New marvels. Old marvels. Silent affirmations of man's relentless desire to leave behind symbols of times to be remembered, to be admired, to set a standard for future generations to challenge.

And the Earth continued to spin, bringing ancient and modern marvels through periods of light and darkness, through the years, the centuries, the millennia. The new became the old. The old became the ancient. The ancient became just a memory, like most of the wonders of the ancient world. But one wonder had remained intact from pre-Columbian times, surviving the destructive colonization period, enduring the passage of time, hidden deep within the jungle's protective mantle, out of reach to all but those who knew of its precise location.

Tonight, washed by the greenish glow of her night-vision goggles, Susan Garnett saw this unique marvel concealed beneath the array of branches of towering ceiba and mahogany trees crowding the lowlands of the Petén.

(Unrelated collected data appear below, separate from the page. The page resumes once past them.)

Issue #1946, opened 2023-01-28
[Regression in v1.2.0] `nerdctl logs` exits silently for `nerdctl run` w/o `-d`


AkihiroSuda:
```bash
nerdctl run --name=foo alpine echo foo
nerdctl logs foo
```

v1.1.0 fails as expected (because `-d` is not specified and the logging driver is not enabled)
```
FATA[0000] open /home/suda/.local/share/nerdctl/1935db59/containers/default/ed96e51c4c5f9b3d64cae624cba6b33ff3b9db3ed3b0224cc4bb02d1cbfc1a5c/log-config.json: no such file or directory
```

The main branch  exits silently, with exit code 0.

Regression in c67b102cb9d94a7df2657e410f28872f64555edd

fahedouch:
Because of this https://github.com/containerd/nerdctl/commit/c67b102cb9d94a7df2657e410f28872f64555edd#diff-464b1e1a904b2f79ca04e2202190403c19f87a135b6a9e1ef2e65fa52772a221R85
 
Condition should be replaced by  `if logURI != ""`

AkihiroSuda:
> Because of this [c67b102#diff-464b1e1a904b2f79ca04e2202190403c19f87a135b6a9e1ef2e65fa52772a221R85](https://github.com/containerd/nerdctl/commit/c67b102cb9d94a7df2657e410f28872f64555edd#diff-464b1e1a904b2f79ca04e2202190403c19f87a135b6a9e1ef2e65fa52772a221R85)
> 
> Condition should be replaced by `if logURI != ""`

Thanks, would you like to open a PR?

fahedouch:
> > Because of this [c67b102#diff-464b1e1a904b2f79ca04e2202190403c19f87a135b6a9e1ef2e65fa52772a221R85](https://github.com/containerd/nerdctl/commit/c67b102cb9d94a7df2657e410f28872f64555edd#diff-464b1e1a904b2f79ca04e2202190403c19f87a135b6a9e1ef2e65fa52772a221R85)
> > Condition should be replaced by `if logURI != ""`
> 
> Thanks, would you like to open a PR?

Sure

fahedouch:
We have an other issue here 
`nerdctl run --name=foo alpine echo foo` is not printing `foo` to stdout. Looks like `nerdctl logs` is not triggered behind the scene. Is it normal ?

AkihiroSuda:
[...]

PR #1947, opened 2023-01-28
fix nerdctl logs for run without flagD

fahedouch:


fahedouch:
test fails because of [this](https://github.com/containerd/nerdctl/issues/1946#issuecomment-1407468705). when `nerdctl nerdctl runs without `-d` , `nerdctl logs` should be triggered to print logs to stdout  in parallel with writing to log files

apostasie:
@fahedouch wondering if this is still a thing?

They had found this site only because Lieutenant Lobo's handheld GPS claimed that their destination lay beyond a wall of densely packed trees cluttered with vines, moss, and other hanging vegetation, requiring the use of machetes to cut through fifty feet of thick greenery, carving out a narrow gap between trunks that forced the team to constantly twist their bodies to conform to the winding, humid corridor.

“Dear God,” Susan muttered, staring at the vastness beyond the natural barrier.

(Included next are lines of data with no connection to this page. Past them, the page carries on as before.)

PR #1965, opened 2023-02-02
Refactor (un)pause in nerdctl and compose

djdongjin:
Part of #1680.

Refactor `nerdctl unpause`, `nerdctl compose (un)pause`.

### DIFF
--- a/pkg/cmd/container/unpause.go
+++ b/pkg/cmd/container/unpause.go
@@ -28,15 +28,15 @@ import (
 	"github.com/containerd/nerdctl/pkg/idutil/containerwalker"
 )
 
-// Pause pauses all containers specified by `reqs`.
-func Pause(ctx context.Context, client *containerd.Client, reqs []string, options types.ContainerPauseOptions) error {
+// Unpause unpauses all containers specified by `reqs`.
+func Unpause(ctx context.Context, client *containerd.Client, reqs []string, options types.ContainerUnpauseOptions) error {
 	walker := &containerwalker.ContainerWalker{
 		Client: client,
 		OnFound: func(ctx context.Context, found containerwalker.Found) error {
 			if found.MatchCount > 1 {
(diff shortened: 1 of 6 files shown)


pkg/cmd/container/unpause.go
```diff
@@ -0,0 +1,54 @@
...
+			return err
+		},
+	}
+	for _, req := range reqs {
+		n, err := walker.Walk(ctx, req)
+		if err != nil {
+			return err
+		} else if n == 0 {
+			return fmt.Errorf("no such container %s", req)
+		}
```
ginglis13, line 51: would this fail fast and is that expected? i.e., an alternative would be notifying the error but continuing to walk reqs and attempt to unpause those, perhaps returning multierror

djdongjin: yeah I also prefer to proceed to the next and print all errors at the end. 

I'm planning to keep the implementation unchanged in this refactor PR and fix in a follow-up PR, since it's not only in (un)pause, we have similar logic to update in `kill`/`start`/`kill`/`update` and some image subcommands.

djdongjin: And docker also did this printing errors at the end: https://github.com/docker/cli/blob/e92dd87c3209361f29b692ab4b8f0f9248779297/cli/command/container/kill.go#L50-L59

djdongjin: :) decided to update (un)pause to continue to walk and return all errors (combined) at the end if there is any. Didn't update compose (un)pause since it requires more changes and the current behavior matches docker compose:

https://github.com/docker/compose/blob/1640f155e94468e76ccb0b4f16c9592983f22aec/pkg/compose/pause.go#L47-L59

Zheaoli (approved):
LGTM, Thanks

AkihiroSuda:
@Zheaoli Please make sure to set the milestone next time, thanks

The American team stood at the center of a large stone courtyard overlooking a huge, craterlike pit. A small palace stood to the east of the crater. A pyramid stood to the west, adorned by dozens of freestanding stone slabs along the front of the structure. A large temple, its many columns rising twenty feet in the air, its domelike roof grazing the canopies of ceibas and mahoganies, spanned the entire north side of this hidden site, opposite to where they stood. The branches of dozens of trees projected over all structures, reaching the edge of the crater, their canopies forming a circle that matched the shape of the pit below. Beyond this break in the canopy Susan could see the evening stars.

“Amazing,” Cameron said. “No one can see this place from the sky. The opening in the trees is just large enough for the pit. The rest is hidden from view.”

Standing next to Cameron, Lobo nodded. “That would explain why no one has spotted it before.”

“But someone definitely knows of its existence.”